Lessons from a Broken Heart: Part 1
There aren’t words that can fully describe the profound ache of a broken heart. It is a primal, pervasive, and paralyzing pain designed evolutionarily to signal a rupture in our social bonds.
Heartbreak can emerge from the death of a loved one, a breakup, rejection, the loss of a support system or resources (i.e., financial), or even an expectation that never got actualized. Heartbreak can emerge from the loss of something or someone or the longing and absence of a connection that never occurred.
Like many, this year has been full of heartbreak, the death of friends, the rupture of significant relationships, breakups, and many unactualized beginnings.
Being in the dance of heartbreak has been excruciating and enlightening, and has taught me many things I would like to share - I hope you find them supportive.
What have you learned from a broken heart?
The pain is real:
Mindbody research shows that emotional and physical pain are nearly identical. Some of the pain we feel in a heartbreak is from a massive influx of stress hormones coupled with an actual enlargement of the heart and simultaneous weakening of some of the cardiac muscles. It can feel like our heart is exploding in pain and we just don’t have the strength for it. So honor it like you would any other injury.
The deep ache and feeling incapacitated is part of our evaluatory design to slow down, protect ourselves from further rupture of our social bonds and unfulfilled desires, and reflect and heal.
Time doesn't heal:
Time doesn't heal - healing heals. We can bury the pain over time, but that's not the same as mending our broken hearts. The reality of healing is that it takes awareness, focus, attention, compassion, and processing. Essentially healing requires energy, not just time.
Everyone heals at their own pace. We can't force it on ourselves or others.
The imprint of the ache will always have some presence.
What if that imprint is also a reminder of all the beautiful things from that person that once filled your heart?
When they say, "don't be sad" or "It's time to move on", what they mean to say is:
Oh, dear one, this is so hard - and the ache is so present.

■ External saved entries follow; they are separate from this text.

PR #2098, opened 2017-09-08
Removing prepended base url from links, images, css & js for easier initial server startup

grctest:
If an user is experimenting with the BOINC server docker container & they don't know about the configuration files, then the website will have broken links, images, js and css.

This pull request removes the prepended URL segment. Not having a prepended / character means that the hyperlink should append to the end of the base URL.

I have not applied this change to the external facing hyperlinks such as functions which involve emails, notices, rss, etc - since they are external and require the full hyperlink defined.

There was a note in the code that if several pages/folders deep (ie /boincserver/user/something/index.php) that the links will break, however I wasn't able to find such an area within the web server - can you point out where such issues are prevalent & I will investigate why this is the case.

Thanks.


marius311:
The problem is just that when you're running a server and it doesn't actually live at at `<master_url>` (as is usually the case in any test environment, i.e. boinc-server-docker or otherwise), the CSS and many links will be broken. This just converts several absolute paths to relative ones to avoid this happening. 

Maybe we overlooked some consequence of this, do you have an example of something this would break?

davidpanderson:
I'm not sure what you mean by "doesn't actually live at".  Example?  I'm sure the prefix stuff is there for a reason.

davidpanderson:
Some projects have PHP scripts in subdirectories of html/user, which call functions in html/inc that generate HTML with links.  These links need to be absolute.

I can probably suggest another way to fix the underlying problem.

grctest:
What projects specifically require these absolute links though? The external facing generated html/text are not changed (since they do require absolute links); these changes make the BOINC server (launched via docker) fully functional without configuration of such a master URL.

Are these PHP scripts you refer to open source for analysis within the BOINC repo? If not, why should such closed source homebrew PHP scripts be supported in a manner which imposes cosmetic/functional issues upon inexperienced developers?

davidpanderson:
e.g. SETI@home. Not closed source, and I'm not sure what you mean by "homebrew".

grctest:
Can't find the source:
http://setiathome.berkeley.edu/seti_source/ -> No permission
https://sourceforge.net/projects/setiboinc/files/?source=navbar -> Empty
http://boinc.berkeley.edu/cgi-bin/cvsweb.cgi/ -> 404
cvs -d :pserver:anonymous@alien.ssl.berkeley.edu:/home/cvs/cvsroot checkout seti_boinc -> Unknown host alien.ssl.berkeley.edu.

Homebrew as in not standard code within the core BOINC repo, no offence intended.

What about within the util.inc section introducing a check for master_url/url_base/secure_url_base -> If empty, it doesn't prepend (relative hyperlink) otherwise prepend (absolute hyperlink). That way, these subdirectory scripts still function whilst the rest of the website uses relative links?

marius311:
> Some projects have PHP scripts in subdirectories of html/user, which call functions in html/inc that generate HTML with links. These links need to be absolute.

Ahh OK, I don't think we considered this. 

> I'm not sure what you mean by "doesn't actually live at". Example? 

For example, if I run boinc-server-docker inside a VM, then to connect to my server I go the URL `$VM_IP/boincserver` rather than `127.0.0.1/boincserver`. However, since boinc-server-docker's `<master_url>` is `127.0.0.1`, the CSS and many of the links are broken. A similar thing happens when I test the C@H server locally even outside of a VM, since C@H's `<master_url>` is `cosmologyathome.org`. 

There's some workarounds involving SSH forwarding or editing `/etc/hosts`, but it would be nice to not need this, and more generally it seems weird that so much of the BOINC server depends on it knowing its own URL to function, hence this PR. 

> I can probably suggest another way to fix the underlying problem.

I'm curious to hear?

marius311:
> What about within the util.inc section introducing a check for master_url/url_base/secure_url_base -> If empty, it doesn't prepend (relative hyperlink) otherwise prepend (absolute hyperlink). That way, these subdirectory scripts still function whilst the rest of the website uses relative links?

I like this idea, unfortunately there is one key place `<master_url>` is needed and that's for sending the upload URL to the client along with jobs. So if we left `<master_url>` blank for boinc-server-docker and implemented your suggestion, the site would work, but jobs wouldn't upload right (without further changes to the client).

grctest:
What about introducing an additional ['Dir-option' to the make_file tool](https://github.com/BOINC/boinc/blob/master/tools/make_project#L41)?

Potential formats:
>--url_format=absolute|relative
>--absolute_hyperlinks=true|false

Then we could place an if/else check within the util.inc file without breaking external facing hyperlink functionality elsewhere by leaving the master_url option blank.

grctest:
So I've been looking into this, and I've gotten a bit stuck. A simpler, but more hacky solution could be:
> if (strpos (url_base, "SETI") == false) {  absolute } else { relative }

Rather than including a new field in the make_project files (c++ & python) which would require a BOINC server recompile to include the change, we could search the url_base for 'SETI' to decide upon url format within the util.inc file.

This would only work if the url_base in-fact contains the keyword, so ip-based SETI test environments may switch to relative.

davidpanderson:
Marius: I'm not understanding something.
A server has to know its URL, right?  It exports it in various places, like scheduler URLs.

make_project lets you specify the master URL; it doesn't have to be 127.0.0.1

grctest:
>  A server has to know its URL, right? It exports it in various places, like scheduler URLs.

In external facing locations such as rss, email, notices and the instructions on how to add the project to the BOINC client, the server needs to know its URL.

Throughout the website though it's not necessary (we can use relative links), apart from perhaps (can't check the source) the SETI specific user sub-directory php scripts (utilizing the util.inc file).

I'm holding you in all this sadness. I'm also holding an eventual future that has so much less pain and even joy. I'm here with you.
It's ok to distract yourself, but do check in with yourself as well:
As a human, you are only capable of holding so much pain. You are evolutionarily designed to be able to disconnect at times - as a means of finding more time, space, and resources to process the rest of the pain.
If you want to be fully present with the heartache all the time, you are welcome to. If you can only be with the ache for so long, find supportive ways to bring your focus elsewhere. It's healthy as long as those distractions allow you to come back and check in with yourself and processes whenever you need.
A loss of potential is legitimate grief:
You don't need to have been in a fully actualized relationship with something or someone to be sad and mourn the loss of what could have been.
You don't need to compare the losses or heartbreak of someone else to yours; keep being present with how you are feeling and what you need.
It feels like you are alone - even though you are not:
Heartbreak makes us feel so alone, as though one tear in the social fabric is a complete rupture between ourselves and everyone and everything around us.
It's hard to let anyone else in when you're hurting, even when you're surrounded by so many loving people and sources of support. When we can't bear to take anything in and subsequently feel alone, it makes the heartache that much more.
See if you can let even the littlest amount of support or love in from yourself or someone else.